Triage tent set up at HCH
A triage tent set up in front of HCH’s ED creates additional capacity for triaging patients outside of emergency departments, should it become necessary as the COVID-19 outbreak evolves.
“All Mission Health facilities have well-established protocols in place to care for patients with infectious diseases, and our emergency planning efforts related to COVID-19 began weeks ago,” said Greg Lowe, President of the North Carolina Division of HCA Healthcare. “While Mission Health has the bed capacity, staffing, supplies and equipment we need at this time, we continue to plan by accessing the resources, support and best practices across HCA Healthcare to help ensure we remain able to meet the needs of the communities we serve as this situation continues to evolve.”
The tents are part of Mission’s standard emergency planning protocols and are simply a precaution at this time. Over the coming days, Mission will conduct training exercises and drills in the tents, allowing caregivers to become comfortable in the environment should the tents need to become operational.
Daily staff updates
Neal said HCH has implemented a universal masking policy and holds daily updates with staff to keep them informed of a situation that changes daily.
“We want them to know what’s going on, and we receive great feedback,” said Neal. “For example, a nurse has young children and was worried about taking her scrubs home after work. Now we wash all the scrubs at the hospital and staff leaves in a clean pair of clothes. Like our universal masking, it’s just one more step to keep our employees safe. We’re going to keep them safe, but we also want them to feel safe.”
Several local restaurants have sent food to hospital staff over the past couple of weeks to show their appreciation for everything healthcare workers are doing during this pandemic.
“The community support has been huge,” said Neal. “Local restaurants sending food to our staff makes a big difference, it says ‘hey, we appreciate you.’ The way they have embraced us throughout this makes us feel wonderful. I think we’ll be a stronger community after this.”
Whitehead said teamwork is essential to make it through this.
“These are some of the best people I’ve had the privilege of working with,” said Whitehead. “It’s what makes our hospital great. And the community sending us food is so uplifting for the staff.”

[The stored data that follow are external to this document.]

Issue #427, opened 2021-09-26
Encourage new validators to use a minority client


hesom:
Right now [approximately 65% of validators](https://twitter.com/sproulM_/status/1440512518242197516) run Prysm. In my opinion there should be a disclaimer about the importance of client diversity (not only for the network health but also because of the increased financial risk due to inactivity penalties if all Prysm validators went down). Maybe there could even be a warning if the user chooses Prysm

paulmillr:
I think it's very important to emphasize this. Totally agree

PR #457, opened 2022-02-11
Add client diversity warning if user selects Prysm

hesom:
Like I mentioned in #427, I think it is important to inform users of the risks of running a (super-) majority consensus client.
I added a simple disclaimer if the user chooses Prysm and a link to the Ethereum docs about client diversity.
The warning is hardcoded in the Prysm markup which means it has to be manually moved if another client gets majority in the future, but I don't see this happening anytime soon.

I don't know if this is even something you want on the website in this form or another but I'm open for suggestions.

disclaimer

### DIFF
--- a/src/pages/Clients/Consensus/Prysm.tsx
+++ b/src/pages/Clients/Consensus/Prysm.tsx
@@ -23,19 +23,26 @@ const ClientDiversityWarning = styled(Text as any)`
 export const PrysmDetails = ({ shortened }: { shortened?: boolean }) => (
   <>
     <ClientDiversityWarning>
-      <FormattedMessage
-        defaultMessage="Currently the majority of validators run Prysm as their consensus client.
-      Client diversity is extremely important for the network health of Ethereum:
-      A bug in a client with a share of over 33% can cause Ethereum to go offline. If the client has
-      a super-majority (>66%), a bug could cause the chain to incorrectly split, potentially leading to
-      slashing."
-      />
-      <Link
-        to="https://ethereum.org/en/developers/docs/nodes-and-clients/client-diversity/"
-        primary
-      >
-        <FormattedMessage defaultMessage="More on client diversity" />
-      </Link>
+      <p>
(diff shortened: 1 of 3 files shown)


src/pages/Clients/Consensus/Prysm.tsx
```diff
@@ -11,9 +12,31 @@ import { Link } from '../../../components/Link';
...
+      A bug in a client with a share of over 33% can cause Ethereum to go offline. If the client has
+      a super-majority (>66%), a bug could cause the chain to incorrectly split, potentially leading to
+      slashing."
+      />
+      <Link
+        to="https://ethereum.org/en/developers/docs/nodes-and-clients/client-diversity/"
+        primary
+      >
+        <FormattedMessage defaultMessage="More on client diversity" />
+      </Link>
```
wackerow, line 38: I like this ❤️... two small notes, "supermajority" doesn't need to be hyphenated, and I just suggested adding one last callout encouraging people to chose another client. Feel free to reword or ignore, just my thoughts. 

```suggestion
      <p>
        <FormattedMessage
          defaultMessage="Currently the majority of validators run Prysm as their consensus client.
            Client diversity is extremely important for the network health of Ethereum:
            A bug in a client with a share of over 33% can cause Ethereum to go offline. If the client has
            a supermajority (>66%), a bug could cause the chain to incorrectly split, potentially leading to
            slashing."
        />
      </p>
      <p>
        <FormattedMessage
          defaultMessage="If at all possible, consider running another client at this time to help protect yourself and the network."
        />
      </p>
      <p>
        <Link
          to="https://ethereum.org/en/developers/docs/nodes-and-clients/client-diversity/"
          primary
        >
          <FormattedMessage defaultMessage="More on client diversity" />
        </Link>
      </p>
```

wackerow (changes requested):
🙏🏻 Thanks for this! Let me know your thoughts on that comment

Wright said part of being in the field of emergency medicine is that anything can happen.
“You have to escalate the intensity of service,” said Wright. “It’s all hands-on deck and everyone does what they need to. Spirits in the hospital are upbeat. They’re in there because they want to help people, they’re absolutely top notch.”
Pictured at the top of the article from left are Wright, Whitehead, and Neal standing in front of the triage tent set up at Highlands-Cashiers Hospital.
Editor’s Note: At no point during the creation of this article were any social distancing guidelines violated. Interviews were done out in the parking lot, well over 6 feet apart. A big thank you to Neal, Whitehead, and Wright for taking the time to speak with me.